-- Opening Marker --

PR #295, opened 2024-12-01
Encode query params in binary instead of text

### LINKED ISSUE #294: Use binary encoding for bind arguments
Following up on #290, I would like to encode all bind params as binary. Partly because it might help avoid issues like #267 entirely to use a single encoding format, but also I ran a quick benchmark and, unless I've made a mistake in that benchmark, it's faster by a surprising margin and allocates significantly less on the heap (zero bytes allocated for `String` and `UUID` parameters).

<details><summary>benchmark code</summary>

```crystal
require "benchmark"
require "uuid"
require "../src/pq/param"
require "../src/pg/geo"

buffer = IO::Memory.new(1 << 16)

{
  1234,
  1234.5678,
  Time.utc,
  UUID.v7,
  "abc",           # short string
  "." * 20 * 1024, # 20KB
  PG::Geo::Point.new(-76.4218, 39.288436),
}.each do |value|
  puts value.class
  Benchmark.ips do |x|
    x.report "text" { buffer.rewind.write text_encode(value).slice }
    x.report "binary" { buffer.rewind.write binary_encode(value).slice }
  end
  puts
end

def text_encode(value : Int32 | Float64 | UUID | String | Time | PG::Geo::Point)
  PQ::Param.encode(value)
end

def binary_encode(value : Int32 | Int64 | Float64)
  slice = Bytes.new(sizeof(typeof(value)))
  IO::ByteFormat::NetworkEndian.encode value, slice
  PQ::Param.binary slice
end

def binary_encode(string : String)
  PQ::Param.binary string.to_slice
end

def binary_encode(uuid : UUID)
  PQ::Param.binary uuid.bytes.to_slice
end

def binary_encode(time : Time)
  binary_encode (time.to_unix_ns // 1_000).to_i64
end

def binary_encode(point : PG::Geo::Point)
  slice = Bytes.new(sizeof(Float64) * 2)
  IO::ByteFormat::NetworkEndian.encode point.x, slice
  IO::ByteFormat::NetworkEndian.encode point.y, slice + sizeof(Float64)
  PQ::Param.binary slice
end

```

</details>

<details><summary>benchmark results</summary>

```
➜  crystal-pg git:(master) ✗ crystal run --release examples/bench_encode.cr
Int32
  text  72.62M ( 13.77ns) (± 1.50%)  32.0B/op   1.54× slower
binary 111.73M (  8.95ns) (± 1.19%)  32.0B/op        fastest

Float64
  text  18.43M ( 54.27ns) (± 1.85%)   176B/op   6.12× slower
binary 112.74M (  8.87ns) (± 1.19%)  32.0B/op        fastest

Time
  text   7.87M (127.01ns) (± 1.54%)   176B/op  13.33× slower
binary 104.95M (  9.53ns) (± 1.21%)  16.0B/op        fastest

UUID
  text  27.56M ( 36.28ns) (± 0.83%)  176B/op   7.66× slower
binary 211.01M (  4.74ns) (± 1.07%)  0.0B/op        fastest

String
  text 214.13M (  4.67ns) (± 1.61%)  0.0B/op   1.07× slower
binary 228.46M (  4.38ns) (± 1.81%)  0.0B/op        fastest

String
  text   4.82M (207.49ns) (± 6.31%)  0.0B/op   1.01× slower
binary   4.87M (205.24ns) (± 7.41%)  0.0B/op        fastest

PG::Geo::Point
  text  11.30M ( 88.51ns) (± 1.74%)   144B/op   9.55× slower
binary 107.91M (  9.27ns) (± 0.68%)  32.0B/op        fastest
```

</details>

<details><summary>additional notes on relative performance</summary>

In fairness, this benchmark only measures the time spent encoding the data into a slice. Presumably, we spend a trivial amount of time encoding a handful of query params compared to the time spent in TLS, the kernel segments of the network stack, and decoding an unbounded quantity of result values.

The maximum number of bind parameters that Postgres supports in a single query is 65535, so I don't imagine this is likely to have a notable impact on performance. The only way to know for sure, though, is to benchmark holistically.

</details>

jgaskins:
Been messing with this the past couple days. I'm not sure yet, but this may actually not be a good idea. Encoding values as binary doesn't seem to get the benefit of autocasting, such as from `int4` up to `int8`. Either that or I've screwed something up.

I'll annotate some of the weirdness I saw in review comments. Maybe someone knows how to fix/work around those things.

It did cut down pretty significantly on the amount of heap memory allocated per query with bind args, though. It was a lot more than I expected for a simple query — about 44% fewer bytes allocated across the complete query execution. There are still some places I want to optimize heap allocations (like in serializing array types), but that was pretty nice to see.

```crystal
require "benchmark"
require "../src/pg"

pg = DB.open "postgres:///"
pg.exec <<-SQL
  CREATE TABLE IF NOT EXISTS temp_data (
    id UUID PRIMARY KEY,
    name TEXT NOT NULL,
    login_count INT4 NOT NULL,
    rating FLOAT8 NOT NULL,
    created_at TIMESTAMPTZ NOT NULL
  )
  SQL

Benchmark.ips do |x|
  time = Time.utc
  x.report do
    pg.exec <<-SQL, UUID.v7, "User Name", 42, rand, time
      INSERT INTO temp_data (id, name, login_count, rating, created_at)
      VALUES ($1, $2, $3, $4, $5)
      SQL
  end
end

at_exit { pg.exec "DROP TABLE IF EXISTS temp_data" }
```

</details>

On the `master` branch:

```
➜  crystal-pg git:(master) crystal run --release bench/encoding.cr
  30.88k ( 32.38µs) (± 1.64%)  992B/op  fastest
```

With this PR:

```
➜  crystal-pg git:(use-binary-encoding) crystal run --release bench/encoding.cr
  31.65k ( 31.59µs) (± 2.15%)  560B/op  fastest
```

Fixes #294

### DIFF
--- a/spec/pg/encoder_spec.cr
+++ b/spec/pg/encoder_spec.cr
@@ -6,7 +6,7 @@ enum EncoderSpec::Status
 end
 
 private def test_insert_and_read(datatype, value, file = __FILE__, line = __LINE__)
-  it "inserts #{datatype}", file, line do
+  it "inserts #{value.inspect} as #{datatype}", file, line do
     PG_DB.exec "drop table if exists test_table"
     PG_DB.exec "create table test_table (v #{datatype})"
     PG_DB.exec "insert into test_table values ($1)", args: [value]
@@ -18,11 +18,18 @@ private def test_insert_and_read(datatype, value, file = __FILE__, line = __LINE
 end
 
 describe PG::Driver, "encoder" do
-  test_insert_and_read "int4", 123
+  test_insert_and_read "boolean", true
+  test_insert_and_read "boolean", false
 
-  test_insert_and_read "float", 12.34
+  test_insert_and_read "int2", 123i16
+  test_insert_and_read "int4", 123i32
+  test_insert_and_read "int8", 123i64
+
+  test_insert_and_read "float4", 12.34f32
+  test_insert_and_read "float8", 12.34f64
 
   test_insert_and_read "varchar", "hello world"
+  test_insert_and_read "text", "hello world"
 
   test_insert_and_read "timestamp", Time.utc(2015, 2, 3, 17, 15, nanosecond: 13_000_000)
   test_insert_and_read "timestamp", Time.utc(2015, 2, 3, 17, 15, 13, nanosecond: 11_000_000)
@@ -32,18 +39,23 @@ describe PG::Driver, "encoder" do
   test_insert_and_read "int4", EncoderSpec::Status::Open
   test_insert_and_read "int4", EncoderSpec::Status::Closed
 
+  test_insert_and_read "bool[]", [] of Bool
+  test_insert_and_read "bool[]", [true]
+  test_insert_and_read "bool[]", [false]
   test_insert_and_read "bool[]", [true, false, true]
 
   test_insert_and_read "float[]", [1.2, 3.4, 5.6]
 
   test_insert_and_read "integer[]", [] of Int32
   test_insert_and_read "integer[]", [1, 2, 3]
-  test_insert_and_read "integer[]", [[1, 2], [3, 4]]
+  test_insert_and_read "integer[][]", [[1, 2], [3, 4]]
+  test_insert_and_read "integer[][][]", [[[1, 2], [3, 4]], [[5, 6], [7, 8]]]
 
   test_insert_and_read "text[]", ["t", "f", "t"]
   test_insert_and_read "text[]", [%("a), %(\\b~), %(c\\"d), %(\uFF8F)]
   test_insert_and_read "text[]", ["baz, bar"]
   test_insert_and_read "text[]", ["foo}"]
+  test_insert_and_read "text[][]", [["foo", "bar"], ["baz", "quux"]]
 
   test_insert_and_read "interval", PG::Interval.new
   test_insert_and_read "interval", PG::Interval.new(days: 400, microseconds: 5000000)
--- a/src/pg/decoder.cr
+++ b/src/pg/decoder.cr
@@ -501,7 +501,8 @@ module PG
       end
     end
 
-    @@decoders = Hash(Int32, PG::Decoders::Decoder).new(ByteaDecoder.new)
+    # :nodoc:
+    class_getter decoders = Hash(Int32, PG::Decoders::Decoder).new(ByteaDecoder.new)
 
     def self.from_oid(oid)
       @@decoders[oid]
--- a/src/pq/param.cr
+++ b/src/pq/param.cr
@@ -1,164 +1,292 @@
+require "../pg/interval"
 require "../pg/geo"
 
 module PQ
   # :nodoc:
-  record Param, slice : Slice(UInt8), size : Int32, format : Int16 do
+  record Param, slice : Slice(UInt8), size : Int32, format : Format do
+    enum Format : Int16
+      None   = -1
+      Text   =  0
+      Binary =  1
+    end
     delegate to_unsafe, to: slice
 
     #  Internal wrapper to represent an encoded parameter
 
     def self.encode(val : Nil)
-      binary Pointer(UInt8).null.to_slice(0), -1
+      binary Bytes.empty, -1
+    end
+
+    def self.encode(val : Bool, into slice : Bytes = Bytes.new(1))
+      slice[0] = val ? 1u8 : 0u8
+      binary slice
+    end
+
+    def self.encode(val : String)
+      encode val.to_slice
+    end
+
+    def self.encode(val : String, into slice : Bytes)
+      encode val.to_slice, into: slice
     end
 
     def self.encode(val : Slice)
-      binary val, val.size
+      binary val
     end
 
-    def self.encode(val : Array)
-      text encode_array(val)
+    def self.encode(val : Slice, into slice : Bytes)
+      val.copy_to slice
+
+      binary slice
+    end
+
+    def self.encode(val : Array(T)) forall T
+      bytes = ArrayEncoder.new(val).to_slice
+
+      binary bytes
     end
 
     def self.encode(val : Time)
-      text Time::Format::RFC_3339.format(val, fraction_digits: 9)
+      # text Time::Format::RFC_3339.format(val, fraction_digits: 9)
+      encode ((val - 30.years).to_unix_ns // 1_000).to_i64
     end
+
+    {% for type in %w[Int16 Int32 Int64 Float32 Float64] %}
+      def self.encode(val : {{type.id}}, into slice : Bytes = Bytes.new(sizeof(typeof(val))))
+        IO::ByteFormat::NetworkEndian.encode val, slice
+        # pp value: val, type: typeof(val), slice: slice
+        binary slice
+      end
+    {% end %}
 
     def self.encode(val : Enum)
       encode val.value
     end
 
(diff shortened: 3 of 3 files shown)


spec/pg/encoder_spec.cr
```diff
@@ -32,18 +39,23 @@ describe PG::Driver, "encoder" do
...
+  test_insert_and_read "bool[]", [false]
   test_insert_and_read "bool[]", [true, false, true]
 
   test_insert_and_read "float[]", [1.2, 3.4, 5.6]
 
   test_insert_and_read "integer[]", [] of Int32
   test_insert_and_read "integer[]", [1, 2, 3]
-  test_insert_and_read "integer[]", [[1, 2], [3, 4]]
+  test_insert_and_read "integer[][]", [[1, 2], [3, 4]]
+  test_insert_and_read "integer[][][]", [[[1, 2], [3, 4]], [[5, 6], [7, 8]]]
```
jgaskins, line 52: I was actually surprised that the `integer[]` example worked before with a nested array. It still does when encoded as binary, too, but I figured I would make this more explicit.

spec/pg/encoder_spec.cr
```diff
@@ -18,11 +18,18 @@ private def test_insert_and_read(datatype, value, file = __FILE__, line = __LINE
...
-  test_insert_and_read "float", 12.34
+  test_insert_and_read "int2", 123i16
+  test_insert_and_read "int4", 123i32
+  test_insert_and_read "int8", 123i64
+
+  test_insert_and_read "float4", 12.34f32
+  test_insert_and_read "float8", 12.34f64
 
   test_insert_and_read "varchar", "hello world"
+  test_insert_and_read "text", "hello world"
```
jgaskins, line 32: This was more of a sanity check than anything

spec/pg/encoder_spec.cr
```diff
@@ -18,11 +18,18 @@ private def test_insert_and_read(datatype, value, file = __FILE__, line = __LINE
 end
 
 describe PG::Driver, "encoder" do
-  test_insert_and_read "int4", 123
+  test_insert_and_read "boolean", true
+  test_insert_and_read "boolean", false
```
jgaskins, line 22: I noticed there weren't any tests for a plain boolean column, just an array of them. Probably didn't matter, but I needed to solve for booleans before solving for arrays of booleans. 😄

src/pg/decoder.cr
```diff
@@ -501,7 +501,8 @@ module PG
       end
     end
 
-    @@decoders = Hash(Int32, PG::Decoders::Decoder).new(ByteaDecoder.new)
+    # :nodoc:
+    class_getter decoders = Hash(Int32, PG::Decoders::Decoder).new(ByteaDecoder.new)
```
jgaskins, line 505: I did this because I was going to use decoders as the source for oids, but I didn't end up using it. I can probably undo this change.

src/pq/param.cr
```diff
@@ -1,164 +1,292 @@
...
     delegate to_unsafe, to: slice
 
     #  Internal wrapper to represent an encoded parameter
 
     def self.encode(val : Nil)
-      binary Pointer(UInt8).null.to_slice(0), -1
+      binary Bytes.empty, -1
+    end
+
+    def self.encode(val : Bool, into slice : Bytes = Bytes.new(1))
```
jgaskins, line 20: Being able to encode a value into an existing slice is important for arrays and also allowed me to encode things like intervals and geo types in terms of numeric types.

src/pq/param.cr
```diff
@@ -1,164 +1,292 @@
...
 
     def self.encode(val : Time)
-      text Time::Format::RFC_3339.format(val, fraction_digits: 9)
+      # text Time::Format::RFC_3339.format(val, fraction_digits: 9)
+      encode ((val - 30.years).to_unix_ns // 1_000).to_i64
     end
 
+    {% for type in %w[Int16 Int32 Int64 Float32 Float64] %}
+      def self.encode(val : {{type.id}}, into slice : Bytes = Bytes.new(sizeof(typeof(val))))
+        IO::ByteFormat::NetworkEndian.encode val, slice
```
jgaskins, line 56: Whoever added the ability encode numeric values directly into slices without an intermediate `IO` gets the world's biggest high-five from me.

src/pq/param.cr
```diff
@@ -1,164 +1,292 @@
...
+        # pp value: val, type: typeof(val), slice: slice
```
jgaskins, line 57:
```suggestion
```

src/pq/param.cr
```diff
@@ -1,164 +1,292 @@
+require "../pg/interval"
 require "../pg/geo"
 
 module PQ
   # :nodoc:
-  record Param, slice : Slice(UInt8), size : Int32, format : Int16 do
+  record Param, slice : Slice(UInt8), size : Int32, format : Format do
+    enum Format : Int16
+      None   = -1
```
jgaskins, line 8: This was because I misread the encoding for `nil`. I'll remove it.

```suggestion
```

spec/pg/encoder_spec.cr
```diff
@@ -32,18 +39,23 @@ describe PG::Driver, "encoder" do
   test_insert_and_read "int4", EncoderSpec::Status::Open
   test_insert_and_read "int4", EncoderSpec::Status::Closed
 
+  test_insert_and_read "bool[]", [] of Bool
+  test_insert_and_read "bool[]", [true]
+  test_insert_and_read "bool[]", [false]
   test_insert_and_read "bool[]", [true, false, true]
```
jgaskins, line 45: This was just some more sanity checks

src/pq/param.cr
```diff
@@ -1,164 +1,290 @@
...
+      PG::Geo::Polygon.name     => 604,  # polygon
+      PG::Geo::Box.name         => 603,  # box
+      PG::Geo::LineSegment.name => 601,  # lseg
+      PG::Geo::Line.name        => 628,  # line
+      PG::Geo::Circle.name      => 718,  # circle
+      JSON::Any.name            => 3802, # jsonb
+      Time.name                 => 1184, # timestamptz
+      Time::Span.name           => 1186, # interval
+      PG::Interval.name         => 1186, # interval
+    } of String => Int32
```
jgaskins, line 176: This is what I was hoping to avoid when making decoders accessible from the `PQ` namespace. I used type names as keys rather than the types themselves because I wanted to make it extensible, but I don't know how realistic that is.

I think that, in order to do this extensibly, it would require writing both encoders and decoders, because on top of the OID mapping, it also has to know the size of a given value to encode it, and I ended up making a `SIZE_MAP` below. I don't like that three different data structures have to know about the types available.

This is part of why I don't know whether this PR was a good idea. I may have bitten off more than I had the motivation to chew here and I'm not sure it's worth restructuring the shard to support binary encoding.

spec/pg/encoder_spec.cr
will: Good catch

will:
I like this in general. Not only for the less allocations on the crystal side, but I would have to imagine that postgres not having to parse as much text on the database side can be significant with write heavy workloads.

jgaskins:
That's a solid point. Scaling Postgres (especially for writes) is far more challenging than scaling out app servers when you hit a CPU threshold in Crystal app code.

-- Closing Marker --

## DIRECTIONS
For the material, find the number of lines holding the word "sizeof" and give that figure and nothing more.

## THE COMPLETED TASK
5